▸ Required work: Select every line below containing the word "will".

▸ Data for this exercise:
PR #2279, opened 2026-08-02
chore: improve error handling in scheduler routes and device plugin

shinigami-777:
**What type of PR is this?**
/kind cleanup

While investigating the codebase, I ran `errcheck` manually and noticed some unhandled errors that could lead to silent failures. These slipped through CI because `errcheck` is disabled in the project's `.golangci.yaml` configuration. Furthermore, the entire `pkg/device-plugin` directory is excluded from linter checks.

This PR adds proper error checking and logging to prevent silent failures in these components.

**Changes Made**

1. `pkg/scheduler/routes/route.go`:
Added error handling for HTTP `w.Write()` calls. If writing the JSON response to the client fails (e.g., due to a dropped connection), it will now properly log a `klog.ErrorS` instead of failing silently.

2. `pkg/device-plugin/nvidiadevice/nvinternal/plugin/server.go`:
- Added proper error handling when parsing the MIG configuration via `yaml.Unmarshal`. If unmarshaling fails, the plugin now logs an error, explicitly aborts the rest of the MIG setup block, and falls back to a non-MIG configuration. This prevents the plugin from silently continuing with an invalid, zero-value migCurrent configuration.
- Added  error handling for `os.MkdirAll`, `os.RemoveAll`, and `os.Chmod` .

Yes. By adding explicit error handling, the behavior of the device plugin has shifted from "silently ignoring" these errors to "explicitly aborting" the pod's resource allocation. This makes the plugin much safer and more predictable (since it no longer allows pods to start in an incomplete or incorrectly permissioned state).

**AI assistance disclosure**:
I manually ran `errcheck` to catch the unhandled cases. The changes was made using assistance from Gemini 3.1 Pro. I understand and take responsibility for the implementation and have manually verified and tested it using `make verify` and `make test` before creating this PR.

## Summary by CodeRabbit

* **Bug Fixes**
  * Improved handling of invalid MIG configuration data by reporting parsing errors and safely falling back to non-MIG configuration.
  * GPU allocation now detects and clearly reports failures while preparing required cache and lock directories.
  * Improved scheduler response reliability by detecting failures when sending responses.
  * Enhanced error handling helps prevent incomplete GPU allocations and improves visibility into configuration and response-delivery issues.

### DIFF
--- a/pkg/device-plugin/nvidiadevice/nvinternal/plugin/server.go
+++ b/pkg/device-plugin/nvidiadevice/nvinternal/plugin/server.go
@@ -314,15 +314,17 @@ func (plugin *NvidiaDevicePlugin) Start(kubeletSocket string) error {
 				outStr := stdout.Bytes()
 				if err := yaml.Unmarshal(outStr, &plugin.migCurrent); err != nil {
 					klog.Errorf("failed to unmarshal mig config: %v", err)
-				}
-				writeMigConfig(outStr)
-
-				HamiInitMigConfig, err := plugin.processMigConfigs(plugin.migCurrent.MigConfigs, deviceNumbers)
-				if err != nil {
-					klog.Infof("no device in node: %v", err)
+					klog.Warning("Falling back to non-MIG configuration")
 				} else {
-					plugin.migCurrent.MigConfigs["current"] = HamiInitMigConfig
-					migApplied = true
+					writeMigConfig(outStr)
+
+					HamiInitMigConfig, err := plugin.processMigConfigs(plugin.migCurrent.MigConfigs, deviceNumbers)
+					if err != nil {
+						klog.Infof("no device in node: %v", err)
+					} else {
+						plugin.migCurrent.MigConfigs["current"] = HamiInitMigConfig
+						migApplied = true
+					}
 				}
 			}
 		}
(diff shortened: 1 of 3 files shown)


pkg/device-plugin/nvidiadevice/nvinternal/plugin/server.go
```diff
@@ -312,7 +312,9 @@ func (plugin *NvidiaDevicePlugin) Start(kubeletSocket string) error {
 				klog.Warning("Falling back to non‑MIG configuration")
 			} else {
 				outStr := stdout.Bytes()
-				yaml.Unmarshal(outStr, &plugin.migCurrent)
+				if err := yaml.Unmarshal(outStr, &plugin.migCurrent); err != nil {
+					klog.Errorf("failed to unmarshal mig config: %v", err)
```
mesutoezdil, line 316: logging alone is not enough, migCurrent stays zero and the next lines still run w/ it, pls fall back to non mig like the sibling branch above

pkg/device-plugin/nvidiadevice/nvinternal/plugin/server.go
```diff
@@ -675,9 +677,15 @@ func (plugin *NvidiaDevicePlugin) Allocate(ctx context.Context, reqs *kubeletdev
 				cacheFileHostDirectory := fmt.Sprintf("%s/vgpu/containers/%s_%s", hostHookPath, current.UID, currentCtr.Name)
 				os.RemoveAll(cacheFileHostDirectory)
 
-				os.MkdirAll(cacheFileHostDirectory, 0777)
+				if err := os.MkdirAll(cacheFileHostDirectory, 0777); err != nil {
+					PodAllocationFailed(nodename, current, NodeLockNvidia)
+					return &kubeletdevicepluginv1beta1.AllocateResponse{}, fmt.Errorf("failed to create cache directory: %v", err)
+				}
 				os.Chmod(cacheFileHostDirectory, 0777)
```
mesutoezdil: os.Chmod and os.RemoveAll right next to these are still unchecked, pls handle them too or say why not since errcheck is the whole point here

mesutoezdil (commented):
the mkdir part changes behavior (silent -> abort) so pls put that in the release note field instead of "no".

pkg/device-plugin/nvidiadevice/nvinternal/plugin/server.go
shinigami-777: Yes, made it similar to the sibling branch above it.

pkg/device-plugin/nvidiadevice/nvinternal/plugin/server.go
shinigami-777: Added error handling for the os.Chmod and os.RemoveAll.

shinigami-777:
The test for pkg/device-plugin/nvidiadevice/nvinternal/plugin was failing earlier as expected due to the strict error handling for filesystem operations during pod allocation. When the plugin fails to clean up or set permissions on the cache directory or the lock directory, it aborts the allocation and returns an error.
I was earlier testing locally using sudo so missed it :(
To fix the permission denied issue, we can override the hostHookPath variable with a safe temporary directory (using t.TempDir()) at the start of Allocate tests.

FouoF:
Thanks for auditing these error paths. The PR bundles three unrelated changes—HTTP write logging, MIG YAML fallback behavior, and allocation-directory failure handling—without a shared reproducible defect. The added test setup does not exercise the newly changed failure paths, and the normal exact-head CI suite has not produced reviewable results. A broad mechanical error-handling sweep is difficult to validate and maintain, so we are closing this PR. Please submit any real failure as a separate, minimal change with a reproduction and a regression test for that exact path.

PR #1345, opened 2025-09-12
FIx CI, add 910B4-1 template and fix vGPUmonitor metrics error

archlitchi:
/kind bug

1. Fix Ci which blocks HAMi from building
2. add 910B4-1 template
3. fix vGPUmonitor metrics error

PR #2282, opened 2026-08-02
fix(vGPUmonitor): bound v0 spec metric sums to active proc slots

### LINKED ISSUE #2281: vGPUmonitor v0 shared-region spec sums device metrics over stale proc slots
## What happened

In `pkg/monitor/nvidia/v0/spec.go`, the six per-device metric accessors iterate over the **entire** fixed-size `procs [1024]shrregProcSlotT` array instead of only the live slots bounded by `procnum`:

```go
func (s Spec) DeviceMemoryContextSize(idx int) uint64 {
	v := uint64(0)
	for _, p := range s.sr.procs {           // iterates all 1024 slots
		v += p.used[idx].contextSize
	}
	return v
}
```

The affected functions are `DeviceMemoryContextSize`, `DeviceMemoryModuleSize`, `DeviceMemoryBufferSize`, `DeviceMemoryOffset`, `DeviceMemoryTotal` and `DeviceSmUtil`.

`procnum` (an `int32` field of `sharedRegionT`) is the count of currently active process slots written by `libvgpu.so`. Slots at index `>= procnum` are not cleared and can retain **stale, non-zero** values from processes that have exited. Because these accessors sum over all 1024 slots, that stale data is added into the reported totals.

## Impact

The vGPUmonitor over-reports per-device used memory and SM utilization for the v0 shared-region layout. This inflates the Prometheus metrics derived from these accessors (e.g. `hami_container_device_memory_bytes`, `hami_container_device_utilization` / used-memory gauges), producing values that can exceed the real device usage and, in the worst case, spike far above the device limit once a slot beyond `procnum` holds leftover data.

The v0 layout is reachable: `pkg/monitor/nvidia/cudevshr.go` selects it when the shared-region file size is `1197897`.

## Root cause / precedent

The v1 layout already handles this correctly — every equivalent accessor in `pkg/monitor/nvidia/v1/spec.go` bounds the loop:

```go
for _, p := range s.sr.procs[:int(s.sr.procnum)] {
```

This was fixed for v1 in commit `acc8d91` (PR #1345) but never backported to v0.

## Proposed fix

Bound all six v0 loops to `s.sr.procs[:int(s.sr.procnum)]`, mirroring v1, and add unit-test coverage that asserts a stale proc slot beyond `procnum` is excluded from the sums.

I have the fix ready and will open a PR referencing this issue.

imantaba:
**What type of PR is this?**

/kind bug

In `pkg/monitor/nvidia/v0/spec.go`, the six per-device metric accessors (`DeviceMemoryContextSize`, `DeviceMemoryModuleSize`, `DeviceMemoryBufferSize`, `DeviceMemoryOffset`, `DeviceMemoryTotal` and `DeviceSmUtil`) iterate over the entire fixed-size `procs [1024]shrregProcSlotT` array instead of only the live slots bounded by `procnum`:

```go
for _, p := range s.sr.procs {          // iterates all 1024 slots
	v += p.used[idx].contextSize
}
```

`procnum` is the count of active process slots written by `libvgpu.so`. Slots at index `>= procnum` are not cleared and can retain stale, non-zero values from processes that have exited. Summing over all 1024 slots folds that stale data into the reported per-device memory and SM-utilization totals, inflating the corresponding vGPUmonitor gauges (and in the worst case pushing a value far above the real device usage/limit once a slot beyond `procnum` holds leftover data).

The v0 layout is reachable: `pkg/monitor/nvidia/cudevshr.go` selects it when the shared-region file size is `1197897`.

The v1 layout already bounded these loops to `s.sr.procs[:int(s.sr.procnum)]` (fixed in `acc8d91`, #1345) but the fix was never backported to v0. This PR backports it to v0.

**Changes**

- Bound all six v0 accessor loops to the active proc slots, mirroring v1.
- Route both v0 and v1 through a shared-shape `activeProcs()` helper that clamps `procnum` into `[0, len(procs)]` before slicing. `procnum` comes straight from the mmap'd shared-memory region, so a corrupt value (negative or larger than the backing array) would otherwise panic with `slice bounds out of range`. This also hardens the pre-existing v1 code, which had the same exposure.
- Update the existing spec tests to set `procnum` (they previously relied on all-zero trailing slots, so they would sum `procs[:0]` = 0 once the bound is applied).
- Add a stale-slot regression case per accessor asserting that a non-zero slot beyond `procnum` is excluded from the sum, plus a clamp regression test (negative and oversized `procnum`) for both v0 and v1.

Fixes #2281

Verified red→green:
- With the loops still unbounded, the stale-slot cases return `600` instead of `200`; after the fix all pass.
- With `activeProcs()` slicing `procnum` directly (no clamp), the clamp test panics `slice bounds out of range [:-5]`; with the clamp it passes.

`go test ./pkg/monitor/nvidia/... -race` and `gofmt`/`go vet` are clean.

The clamp addresses review feedback on this PR (thanks @mesutoezdil) — folding it in here since it hardens the exact lines this PR touches, and applying it to v1 too keeps both layouts consistent.

```release-note
Fix vGPUmonitor over-reporting device memory and SM utilization for the v0 shared-region layout, caused by counting stale process slots.
```

## Summary by CodeRabbit

* **Bug Fixes**
  * Improved NVIDIA monitoring reliability when process-count data is invalid or corrupted.
  * Device memory and SM utilization totals now ignore inactive process slots.
  * Prevented monitoring errors and crashes caused by negative or oversized process counts.

* **Tests**
  * Added coverage for invalid process counts and excluded process slots across NVIDIA monitoring versions.

### DIFF
--- a/pkg/monitor/nvidia/v0/spec.go
+++ b/pkg/monitor/nvidia/v0/spec.go
@@ -81,9 +81,17 @@ func (s Spec) DeviceNum() int {
 	return int(s.sr.num)
 }
 
+// activeProcs returns the process slots currently in use. procnum is read from
+// the shared-memory region and may be corrupt (negative or larger than the
+// backing array); clamp it to a valid range so slicing can never panic.
+func (s Spec) activeProcs() []shrregProcSlotT {
+	n := min(max(int(s.sr.procnum), 0), len(s.sr.procs))
+	return s.sr.procs[:n]
+}
+
 func (s Spec) DeviceMemoryContextSize(idx int) uint64 {
 	v := uint64(0)
-	for _, p := range s.sr.procs[:int(s.sr.procnum)] {
+	for _, p := range s.activeProcs() {
 		v += p.used[idx].contextSize
 	}
 	return v
@@ -91,7 +99,7 @@ func (s Spec) DeviceMemoryContextSize(idx int) uint64 {
 
 func (s Spec) DeviceMemoryModuleSize(idx int) uint64 {
 	v := uint64(0)
-	for _, p := range s.sr.procs[:int(s.sr.procnum)] {
+	for _, p := range s.activeProcs() {
 		v += p.used[idx].moduleSize
 	}
 	return v
@@ -99,7 +107,7 @@ func (s Spec) DeviceMemoryModuleSize(idx int) uint64 {
 
 func (s Spec) DeviceMemoryBufferSize(idx int) uint64 {
 	v := uint64(0)
-	for _, p := range s.sr.procs[:int(s.sr.procnum)] {
+	for _, p := range s.activeProcs() {
 		v += p.used[idx].bufferSize
 	}
 	return v
@@ -107,7 +115,7 @@ func (s Spec) DeviceMemoryBufferSize(idx int) uint64 {
 
 func (s Spec) DeviceMemoryOffset(idx int) uint64 {
 	v := uint64(0)
-	for _, p := range s.sr.procs[:int(s.sr.procnum)] {
+	for _, p := range s.activeProcs() {
 		v += p.used[idx].offset
 	}
 	return v
@@ -115,7 +123,7 @@ func (s Spec) DeviceMemoryOffset(idx int) uint64 {
 
 func (s Spec) DeviceMemoryTotal(idx int) uint64 {
 	v := uint64(0)
-	for _, p := range s.sr.procs[:int(s.sr.procnum)] {
+	for _, p := range s.activeProcs() {
 		v += p.used[idx].total
 	}
 	return v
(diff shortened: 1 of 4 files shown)


mesutoezdil (commented):
thx for pr

pkg/monitor/nvidia/v0/spec.go
```diff
@@ -83,47 +83,47 @@ func (s Spec) DeviceNum() int {
 
 func (s Spec) DeviceMemoryContextSize(idx int) uint64 {
 	v := uint64(0)
-	for _, p := range s.sr.procs {
+	for _, p := range s.sr.procs[:int(s.sr.procnum)] {
```
mesutoezdil: nit: a corrupt shm procnum over 1024 or negative would panic this slice, v1 has the same exposure, maybe a clamped helper for both in a follow up

imantaba: Instead of leave it for the future fallow-up i fixed it .Both v0 and v1 now go through an `activeProcs()` helper that clamps `procnum` into `[0, len(procs)]` before slicing and as a result neither layout can panic.
Also i did updated the PR description .

archlitchi (approved):
/lgtm

archlitchi (approved):
/lgtm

▸ Worked solution:
Added error handling for HTTP `w.Write()` calls. If writing the JSON response to the client fails (e.g., due to a dropped connection), it will now properly log a `klog.ErrorS` instead of failing silently.
I have the fix ready and will open a PR referencing this issue.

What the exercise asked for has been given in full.